**Collected data**
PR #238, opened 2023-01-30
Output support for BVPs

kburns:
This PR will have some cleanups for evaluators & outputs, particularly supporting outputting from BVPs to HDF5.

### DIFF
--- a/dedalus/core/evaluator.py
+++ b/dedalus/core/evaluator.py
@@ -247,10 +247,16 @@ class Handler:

**What to do**
Return exactly the lines in the records above, beginning with the one that holds "--- a/dedalus/core/evaluator.py" and ending with the last.

**Expected answer**
--- a/dedalus/core/evaluator.py
+++ b/dedalus/core/evaluator.py
@@ -247,10 +247,16 @@ class Handler:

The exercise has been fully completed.